Remove All Cycles

Question

Given a connected undirected graph $ G (V , E) $ and given that there exists a vertex $V_i$ such that removing it
(i.e, removing vertex and edges through it) makes the graph $ acyclic $ .
Is it possible to find $V_i$ in linear time ?
I have tried using the concepts of Articulation points and Bridges. One approach is removing each vertex and checking cycles and replacing it back if not acyclic which is a quadratic time algorithm and intuitive. How to find $V_i$ in linear time wrt edges?

Answer 1

First we can begin by using DFS to find a cycle $C$: either we succeed, or the graph is a tree and we can remove any vertex.

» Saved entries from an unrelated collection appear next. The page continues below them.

PR #45, opened 2017-10-04
tests: Some work on the tests

stefanberger:
Enable testing of 32 bit and 64 bit executables with the test suite by allowing the path to the executable for swtpm, swtpm_ioctl, and swtpm_bios to be provided via variables. Add a test script that makes use of that.

### DIFF
--- a/run_tests
+++ b/run_tests
@@ -1,0 +1,34 @@
+#!/bin/bash
+
+unset SWTPM
+
+# FIXME:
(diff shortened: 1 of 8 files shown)


stefanberger:
@avalluri Some more patches for the test suite...

avalluri:
+1 looks good to me

stefanberger:
This also uncovered some TPM 2 (libtpms) related field alignment problems for 32bit archs, which are now fixed...

PR #46, opened 2017-10-06
Convert some test cases and adapt code for Cygwin

stefanberger:
Convert and split some ctrlchannel related test cases so more tests can run on Cygwin as well.
Adapt the code related to CMD_SET_DATAFD in case of Cygwin.


stefanberger:
@avalluri Some stuff again related to your recent additions.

Once $C$ is found, then for every vertex $v$ on $C$, we can do another DFS starting at that vertex, but ignoring the cycle edges. We will either get a tree component rooted at $v$, or find another path back to $C$, ending at some vertex $w$.

In the second case, either $v$ or $w$ needs to be removed to make the graph acyclic, and we can check both possibilities in linear time. (Sometimes, both are valid choices.)

If there are no paths out of $v$ back to $C$, then we continue checking all the other vertices along $C$. If we don't find a path back to $C$ from any of them, then $C$ is the only cycle in the graph, so deleting any vertex on $C$ will work.

Note that in cases where we don't find a path back to $C$, we are checking a set of edges we'll never see again. So together, all the searches starting at vertices on the cycle take at most $O(|E|)$ time.